Teachers can integrate curriculum across content areas by anchoring units of study in issues
and themes that are determined along with students. They looked at research on curriculum
implementation and cited Grant and Paige (2007) who conducted a study within a course
designed to prepare pre-service teachers for curriculum integration. Teams of pre-service
teachers observed and gathered information about their students to determine themes for units
of study. They then developed essential questions to guide planning and provide a framework
for pre-service teachers to identify the learning outcomes within the unit. Pre-service teachers
described greater curriculum understandings after the projects (p. 33).

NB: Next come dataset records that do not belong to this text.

PR #679, opened 2023-02-10
Separate `decide` deployment

ellie:
## Description
Add a new, optional deployment for decide endpoint. If enabled, `/decide` will get its own deployment

*Why?*

Atm it looks like decide can be adversely affected by noisy neighbours. This is not what we want! It also makes debugging much easier if we can view the traffic for this independently

## Type of change

## Checklist

### DIFF
--- a/charts/posthog/templates/ingress.yaml
+++ b/charts/posthog/templates/ingress.yaml
@@ -94,7 +94,7 @@ spec:
             path: "/capture"
             backend: *INGESTION
 
-          {{- if .Values.decide.enabled}}
+          {{- if .Values.decide.ingressEnabled}}
           - pathType: Prefix
             path: "/decide/"
             backend: *INGESTION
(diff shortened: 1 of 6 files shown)


charts/posthog/templates/ingress.yaml
```diff
@@ -94,12 +94,25 @@ spec:
             path: "/capture"
             backend: *INGESTION
 
+          {{- if .Values.decide.enabled}}
```
hazzadous, line 97: When we enable this, will Helm wait for the decide deployment to be ready before updating the ingress?

I have a similar PR [here](https://github.com/PostHog/charts-clickhouse/pull/666) but wasn't sure what the behaviour was.

ellie: ohhh awesome I was going to follow up with this too hahaha

Yeah that is a little worrying. In that case I might adjust this so that we can toggle the ingress separately

danielxnj (approved):

hazzadous (approved):

hazzadous:
🥳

Curriculum integration by various schools around the world, indeed has great value for
children’s holistic development. Petrash (2009) spoke about one such education, the Waldorf
education, invented by an Austrian philosophical genius, Rudolf Steiner who believes that
human possibility is infinite. Understanding that children need to be engaged in these three
distinct ways, through head, heart and hands, forms the primary educational paradigm at a
Waldorf school. Rather than to simply focus on the educational work solely around the
objective of acquiring knowledge, creating a meaningful learning process itself becomes the
focus. Through multi-faceted, multi-sensory learning experiences, teachers and students use a
variety of intelligences to develop three distinct capacities – for thinking, for feeling, and for
intentional, purposeful activity (p. 24). He further reiterated in his book that the ability to
observe, compare, analyse, and synthesize helps young people better understand the world they
are inheriting and at the same time, prepares them for finding their place in the world. Because
Waldorf education requires inner responsiveness on the part of the students, graduates leave
school with a clearer sense of who they are and what they believe to be important, making it
possible for them to give direction to their own lives (p.86).